NASA’s Terra Satellite sees the end of Bavi
NASA’s Terra satellite captured visible imagery as Tropical Storm Bavi made landfall in northwestern North Korea and moved inland.
The Moderate Resolution Imaging Spectroradiometer or MODIS instrument that flies aboard NASA’s Terra satellite captured a visible image of Tropical Storm Bavi on Aug. 27. The image showed an almost shapeless tropical storm moving over North Korea and into China.
The final warning from the Joint Typhoon Warning Center was issued at 5 a.m.
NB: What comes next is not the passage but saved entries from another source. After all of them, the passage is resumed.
Issue #4508, opened 2020-05-10
`push` warns to early and too dramatically


mih:
Case:

```
datalad push --to inm7 -r
...
[WARNING] Slated for transport, but no content present [copy(....nii.gz)] 
...
```
The local dataset doesn't have the content, but the remote has it already. There are now three angles:

#### UX

All these files should be tested, whether the remote has the content already, and if so, the logging should happen on DEBUG instead.

#### Performance

No further testing should be done. No path was given, if content isn't there locally, it can never be copied. That is "obvious" and not worth a warning even.

#### Trust

I might be under the impression that after this command, the remote is guaranteed to have a content that is *tracked* (not just available). Without a warning, I can easily maintain this false impression.

mih:
https://github.com/datalad/datalad/issues/4530 is another case where this is massively annoying. 60k+ warning log messages after

`datalad push --to origin`

kyleam:
> There are now three angles:

Reading over these, I have a hard time landing on any angle other than the second.

mih:
Thx for the feedback @kyleam ! This is also my current attitude.

PR #4546, opened 2020-05-17
ENH: Give insight in push progress with a step-based progress bar

mih:
It makes it more obvious what is happening, and also exposes the
processing of publication targets.

This could also be a model for other commands, where presently
`lgr.info()` calls serve this purpose -- which annoyingly interfere
with progressbars and result rendering.

In combination with #4544 and #4545 it looks like this:

image

PR #4547, opened 2020-05-17
ENH: Only evaluate and warn about content availability with explicit paths

mih:
This implements the conclusion in the issue discussion of gh-4508 and thereby fixes gh-4508.

This PR sits on top of #4545 (essential) and #4546 (to limit unavoidable conflicts).

In all cases with no `path=` argument given to `push()` this change avoids an expensive content availability check that can make the difference between minutes and hours of processing large N datasets.

The relevant commit is https://github.com/datalad/datalad/commit/ef04b1e50d8418eb001329d19c578ef2040e9df3

### DIFF
--- a/datalad/core/distributed/push.py
+++ b/datalad/core/distributed/push.py
@@ -246,7 +246,8 @@ class Push(Interface):
             lgr.debug('Attempt push of Dataset at %s', dspath)
             pbars = {}
             yield from _push(
-                dspath, dsrecords, to, force, jobs, res_kwargs.copy(), pbars)
+                dspath, dsrecords, to, force, jobs, res_kwargs.copy(), pbars,
+                got_path_arg=True if path else False)
             # take down progress bars for this dataset
             for i, ds in pbars.items():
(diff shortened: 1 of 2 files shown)


yarikoptic:
IMHO it is just a bandaid which conflates two semantics as I outlined in https://github.com/datalad/datalad/issues/4551#issuecomment-630404940

mih:
The main purpose of the PR is performance. On sizable repos it can shave of an hour of pre-upload runtime. It would be good to stick that bandaid somewhere, until a superior solution is implemented.

yarikoptic:
Sounds good. Unfortunately GitHub mumbles something about conflicts now

kyleam:
> Unfortunately GitHub mumbles something about conflicts now

I've merged master (conflict was handled by automatic resolution) and pushed .

kyleam:
> I've merged master (conflict was handled by automatic resolution) and pushed .

CrippledFS failed one way and, then on rerun, another.  It passed before the merge (00c78b1) to resolve a conflict that involved only a comment.  So I'll assume it's unrelated and merge this.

EDT (0900 UTC) on Aug. 27. At the time, it was located near latitude 41.6 degrees north and longitude 125.8 degrees east, about 249 nautical miles north of Inchon, South Korea. Bavi had weakened to a tropical storm with maximum sustained winds near 40 knots (46 mph/74 kph). It was moving to the north-northeast.
Bavi is quickly becoming extra-tropical after making landfall and is now moving across northeastern China.
When a storm becomes extra-tropical, it means that a tropical cyclone has lost its “tropical” characteristics. The National Hurricane Center defines “extra-tropical” as a transition that implies both poleward displacement (meaning it moves toward the north or south pole) of the cyclone and the conversion of the cyclone’s primary energy source from the release of latent heat of condensation to baroclinic (the temperature contrast between warm and cold air masses) processes. It is important to note that cyclones can become extratropical and still retain winds of hurricane or tropical storm force.
NASA’s Terra satellite is one in a fleet of NASA satellites that provide data for hurricane research.
Tropical cyclones/hurricanes are the most powerful weather events on Earth. NASA’s expertise in space and scientific exploration contributes to essential services provided to the American people by other federal agencies, such as hurricane weather forecasting.